Sustainable tourism has emerged as a dominant force shaping travel decisions. A staggering proportion of global travelers say they want to make more sustainable travel choices, with the vast majority now considering sustainability a priority when planning trips. This isn’t just an environmental stance. It reflects a broader desire to travel with intention.
According to a report from the World Travel and Tourism Council (WTTC) and the Trip.com Group, more than two thirds of travelers are actively seeking sustainable travel options. Choosing where you go based on the impact you leave behind is, in its own way, an act of connection, to a community, a culture, and a place worth protecting.

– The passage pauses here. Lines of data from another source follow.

PR #4056, opened 2026-07-17
feat(pi05): add optional training-time RTC

pkooij:
## Summary

Adds opt-in training-time Real-Time Chunking (RTC) to Pi05 via `policy.rtc_training_max_delay`.

The default remains `0`, so ordinary Pi05 training and inference are unchanged. When enabled, training samples a clean action prefix per example, supplies per-action flow timesteps, and computes flow loss only on the generated postfix.

## Inference

Trained checkpoints can use the asynchronous rollout backend with:

```bash
--inference.type=rtc \
--inference.rtc.mode=trained \
--inference.rtc.execution_horizon=10
```

The rollout path validates checkpoint compatibility, retained-prefix capacity, and measured inference delay. The existing Jacobian-guided RTC mode remains the default for ordinary checkpoints.

## Additional fixes

- Align policy-facing relative state dimensions with the checkpoint action-name order without changing robot or recording order.
- Ignore unconditioned cold-start latency and bootstrap the first real overlap at the trained delay capacity.
- Retry or fail explicitly when the measured delay cannot be represented safely.

## Validation

- Focused Pi05, RTC, flow-matching, and rollout suites: `98 passed, 3 skipped`.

Spontaneity and Discovery Are Making a Comeback

The vast majority of global respondents say they like to leave room in their itinerary for unexpected local discoveries. Nearly four in five global respondents say they’re likely to do something adventurous or outside their comfort zone while traveling, with Millennials and Gen Z even more likely to do so.

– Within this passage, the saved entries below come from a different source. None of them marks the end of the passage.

PR #4057, opened 2026-07-17
feat(rollout): add-relative-action support to the synchronous inference engine

Maximellerbach:
## Adds relative-action support to `SyncInferenceEngine`

The problem is intra-chunk drift. A relative-action policy predicts a chunk of offsets anchored to the state at prediction time, then serves them one per tick. The sync engine reruns the full pre/post pipeline every tick, so `RelativeActionsProcessorStep` refreshes its cached anchor each call — and actions left over from an earlier chunk get re-anchored to the current (moved) state, so absolute targets drift.

### Fix:
pin the anchor to the state from when the chunk was predicted, advancing it only when a new chunk is computed. Fresh-chunk ticks are detected via `PreTrainedPolicy.queued_action_count()`, a new accessor that reads the same `_action_queue`/`_queues` attributes `drop_queued_actions()` already clears — no probing, no monkeypatching, no introspection outside the base class itself. On non-fresh ticks (queue non-empty) the engine restores the anchor the pipeline overwrote.

### Behaviour:
- chunking policies (pi0/pi05/fastwam/lingbot/…): anchor held across the chunk, advanced on refill
- recompute-every-tick (ACT temporal ensembling): refreshes every tick
- never-chunk policies: anchor tracks the current state, no hold

Supporting changes:
- `PreTrainedPolicy` gains `queued_action_count()`, mirroring `drop_queued_actions()`'s use of `_action_queue_attrs` (covers both the bare-deque and `populate_queues`-dict conventions — verified against every chunking policy in the repo).
- `RelativeActionsProcessorStep` gains a `set_cached_state()` setter (for the engine to restore the anchor); the anchor stays out of `get_config()`.

### Tests
This was tested on pi05, fastwam, lingbot-va on an openarm setup. Added unit coverage for `queued_action_count()` against a real ACT policy and both queue conventions, plus updated the sync-engine fakes to route through it instead of a patched method.

### DIFF
--- a/src/lerobot/processor/relative_action_processor.py
+++ b/src/lerobot/processor/relative_action_processor.py
@@ -126,7 +126,7 @@ class RelativeActionsProcessorStep(ProcessorStep):
         observation = transition.get(TransitionKey.OBSERVATION, {})
         state = observation.get(OBS_STATE) if observation else None
 
-        # Always cache state for the paired AbsoluteActionsProcessorStep
+        # Always cache state for the paired AbsoluteActionsProcessorStep.
         if state is not None:
             self._last_state = state
 
@@ -145,6 +145,11 @@ class RelativeActionsProcessorStep(ProcessorStep):
     def get_cached_state(self) -> torch.Tensor | None:
         """Return the cached ``observation.state`` used as the reference point for relative/absolute action conversions."""
         return self._last_state
+
+    def set_cached_state(self, state: torch.Tensor | None) -> None:
+        """Override the cached anchor state, e.g. to re-pin a chunk's anchor after the
+        per-tick pipeline overwrote it (see ``SyncInferenceEngine``)."""
+        self._last_state = state
 
     def get_config(self) -> dict[str, Any]:
         return {
--- a/src/lerobot/rollout/context.py
+++ b/src/lerobot/rollout/context.py
@@ -43,7 +43,6 @@ from lerobot.processor import (
     make_default_processors,
     rename_stats,
 )
-from lerobot.processor.relative_action_processor import RelativeActionsProcessorStep
 from lerobot.robots import make_robot_from_config
 from lerobot.teleoperators import Teleoperator, make_teleoperator_from_config
 from lerobot.utils.feature_utils import combine_feature_dicts, hw_to_dataset_features
@@ -52,7 +51,6 @@ from .configs import BaseStrategyConfig, DAggerStrategyConfig, RolloutConfig
 from .inference import (
     InferenceEngine,
     RTCInferenceConfig,
-    SyncInferenceConfig,
     create_inference_engine,
 )
 from .robot_wrapper import ThreadSafeRobot
@@ -398,15 +396,6 @@ def build_rollout_context(
             "rename_observations_processor": {"rename_map": cfg.rename_map},
         },
     )
-
-    if isinstance(cfg.inference, SyncInferenceConfig) and any(
-        isinstance(step, RelativeActionsProcessorStep) and step.enabled
-        for step in getattr(preprocessor, "steps", ())
-    ):
-        raise NotImplementedError(
-            "SyncInferenceEngine does not support policies with relative actions for now."
-            "Use --inference.type=rtc or remove relative action processor steps from the policy pipeline."
-        )
 
     # --- 7. Inference strategy (needs policy + pre/post + hardware) --
     logger.info(
--- a/src/lerobot/rollout/inference/sync.py
+++ b/src/lerobot/rollout/inference/sync.py
@@ -24,26 +24,21 @@ import torch
 
 from lerobot.policies.pretrained import PreTrainedPolicy
 from lerobot.policies.utils import make_robot_action, prepare_observation_for_inference
-from lerobot.processor import PolicyProcessorPipeline
+from lerobot.processor import PolicyProcessorPipeline, RelativeActionsProcessorStep
 
 from .base import InferenceEngine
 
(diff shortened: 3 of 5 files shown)


Maximellerbach:
@claude review this

Maximellerbach:
sorry about the force-push.
Items 1 through 6 were adressed

Maximellerbach:
There is still a gap for lerobot-eval I think, need to adress this

src/lerobot/policies/pretrained.py
```diff
@@ -245,6 +245,23 @@ def drop_queued_actions(self) -> None:
             elif queue is not None:
                 queue.clear()
 
+    def queued_action_count(self) -> int:
```
imstevenpmwork: nit but I think `count_queued_actions` is a better name (And follows `drop_queued_actions`

src/lerobot/rollout/inference/sync.py
```diff
@@ -33,19 +33,12 @@
...
-# saves per-tick pre/post work, but bypasses ``select_action`` — needs
-# fallbacks for SAC (raises), ACT temporal ensembling (ensembler lives in
-# ``select_action``), and Diffusion-family (obs-history queues populated as a
-# side effect of ``select_action``).
+# Relative-action support needs nothing here. A predicted chunk of offsets is anchored to
+# the robot state at prediction time, and this engine reruns the pre/post pipeline every
+# tick, so the anchor has to be held while the chunk drains -- but that is
+# ``RelativeActionsProcessorStep``'s own job once ``bind_relative_anchor`` has given it the
+# policy's queue depth (done in ``build_rollout_context``). ``select_action`` stays on the
+# hot path, so per-tick side effects (e.g. LingBot-VA keyframe feedback) are preserved.
```
imstevenpmwork: Maybe we don't need this comment anymore ?

src/lerobot/rollout/context.py
```diff
@@ -552,19 +551,11 @@ def build_rollout_context(
...
-    if isinstance(cfg.inference, SyncInferenceConfig) and relative_action_step is not None:
-        raise NotImplementedError(
-            "SyncInferenceEngine does not support policies with relative actions for now."
-            "Use --inference.type=rtc or remove relative action processor steps from the policy pipeline."
-        )
+    # A relative-action chunk is anchored to the state it was predicted from, and the engines
+    # below rerun the preprocessor once per tick. Hand the step the policy's queue depth so it
+    # holds that anchor until the chunk drains, instead of following the moving arm. Harmless
+    # for the chunk-at-once engines (RTC), whose policy queue is always empty.
+    bind_relative_anchor(policy, preprocessor)
```
imstevenpmwork, line 558: I see this function is doing the same as what we had before but doing `if step is not None:
        step.bind_action_queue(policy.queued_action_count)` instead of raising

Would it make sense to do it in here instead of a function ?
The reason being that the function in the processor can't be correctly typed because it would need to import pretrained policy

tests/scripts/test_eval_relative_actions.py
```diff
@@ -0,0 +1,229 @@
+# Copyright 2026 The HuggingFace Inc. team. All rights reserved.
```
imstevenpmwork: Not sure if all this test-suite is worth it

src/lerobot/processor/relative_action_processor.py
```diff
@@ -209,3 +220,38 @@ def transform_features(
...
+        (
+            s
+            for s in getattr(pipeline, "steps", ())
+            if isinstance(s, RelativeActionsProcessorStep) and s.enabled
+        ),
+        None,
+    )
+    if step is not None:
+        step.bind_action_queue(policy.queued_action_count)
+    return step
```
imstevenpmwork, line 274: My spider-sense tells me that maybe we need a specific call in processors to do these types of checks

imstevenpmwork (commented):
Something like this ? https://github.com/huggingface/lerobot/pull/4662

tests/scripts/test_eval_relative_actions.py
Maximellerbach: agreed, we can drop it

Maximellerbach: adressed in [f5ce205](https://github.com/huggingface/lerobot/pull/4057/commits/f5ce205b28700f0bf05b7be2606f2f3853842297)

src/lerobot/policies/pretrained.py
Maximellerbach: adressed in [f5ce205](https://github.com/huggingface/lerobot/pull/4057/commits/f5ce205b28700f0bf05b7be2606f2f3853842297)

src/lerobot/rollout/inference/sync.py
Maximellerbach: adressed in [f5ce205](https://github.com/huggingface/lerobot/pull/4057/commits/f5ce205b28700f0bf05b7be2606f2f3853842297)

src/lerobot/rollout/context.py
Maximellerbach: Typed the function in [219c847](https://github.com/huggingface/lerobot/pull/4057/commits/219c847a64de1b9d91a8ce2aa23b5e18b554fe6e)

src/lerobot/processor/relative_action_processor.py
Maximellerbach: agreed that we will figure this out as a follow-up in https://github.com/huggingface/lerobot/pull/4662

Data sourced from seven international markets shows sustained demand for travel, with roughly four in five respondents planning to take as many or more international trips in 2026 as the previous year, despite ongoing global uncertainties. That resilience suggests people aren’t traveling out of habit. They’re traveling because it still genuinely matters to them. The open itinerary isn’t laziness. It’s trust that the best things don’t always fit in a pre-booked slot.
What We Actually Remember Isn’t the Landmark

Travel in 2026 is becoming more intentional, with travelers seeking deeper value beyond the destination itself. That value shows up consistently in the data: skills learned, meals shared, generations gathered in one place, conversations with strangers who became something more.

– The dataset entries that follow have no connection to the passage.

PR #4065, opened 2026-07-17
Fix Backtrackable.can_peek_back off-by-one contract violation

Osamaali313:
## Problem

`Backtrackable.can_peek_back` (`src/lerobot/datasets/streaming_dataset.py`) is documented to report whether `peek_back(steps)` can be called without raising, but it is off by one:

```python
def can_peek_back(self, steps: int = 1) -> bool:
    """
    Check if we can go back `steps` items without raising an IndexError.
    """
    return steps <= len(self._back_buf) + self._cursor
```

`peek_back(n)` needs `n + 1` slots — it raises when `n + 1 > len(self._back_buf) + self._cursor` and returns `self._back_buf[self._cursor - (n + 1)]`:

```python
def peek_back(self, n: int = 1) -> T:
    if n < 0 or n + 1 > len(self._back_buf) + self._cursor:
        raise LookBackError("peek_back distance out of range")
    return self._back_buf[self._cursor - (n + 1)]
```

So at `steps == len(self._back_buf) + self._cursor`, `can_peek_back` returns `True` while `peek_back` raises `LookBackError` — a direct contradiction of its documented contract.

## Evidence (siblings prove intent)

- `prev()` (one step back) guards with `if len(self._back_buf) + self._cursor <= 1: raise`, i.e. it requires strictly more than 1 buffered item to step back 1 — matching `peek_back(1)`, not the current `can_peek_back(1)`.
- The forward twin is already self-consistent: `can_peek_ahead(n)` buffers `n` items and `peek_ahead(n)` reads `_ahead_buf[n - 1]` (needs `n`). The back pair should match the same way.

## Fix

```python
return steps < len(self._back_buf) + self._cursor
```

(equivalently `steps + 1 <= len(self._back_buf) + self._cursor`, mirroring `peek_back`'s guard exactly).

## Reproduction

Buffer `[0, 1, 2]`, cursor `0`:

| steps | can_peek_back (before) | peek_back raises? |
|---|---|---|
| 1 | True | no ✅ |
| 2 | True | no ✅ |
| 3 | **True** ❌ | **yes** (LookBackError) |

With the fix, `can_peek_back(3)` returns `False`, matching `peek_back`. `Backtrackable[T]` is a public, exported generic utility, so this removes a latent trap for any caller using `can_peek_back` as a precondition guard.


imstevenpmwork (approved):
LGMT, thanks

This shift toward intentional travel represents more than a temporary trend. It’s a fundamental realignment of travel’s purpose in our lives. This year’s trends make it clear that travelers are focused on building itineraries that are all about standout experiences, creating memories, and engaging with local cultures and flavors.
A Closing Thought

Bucket lists aren’t going anywhere. The Great Barrier Reef, the temples of Kyoto, the streets of Lisbon, these places still pull at something real in us. But the question worth asking isn’t just “where haven’t I been?” It’s “what do I actually want to bring home from the experience?”
The answer, more often than not, has less to do with a city and more to do with a person, a conversation, a shared meal, or a skill you didn’t have before you landed. The destination becomes the backdrop. The connection becomes the story.
AI Disclaimer: This article was created with the assistance of AI tools and reviewed by a human editor.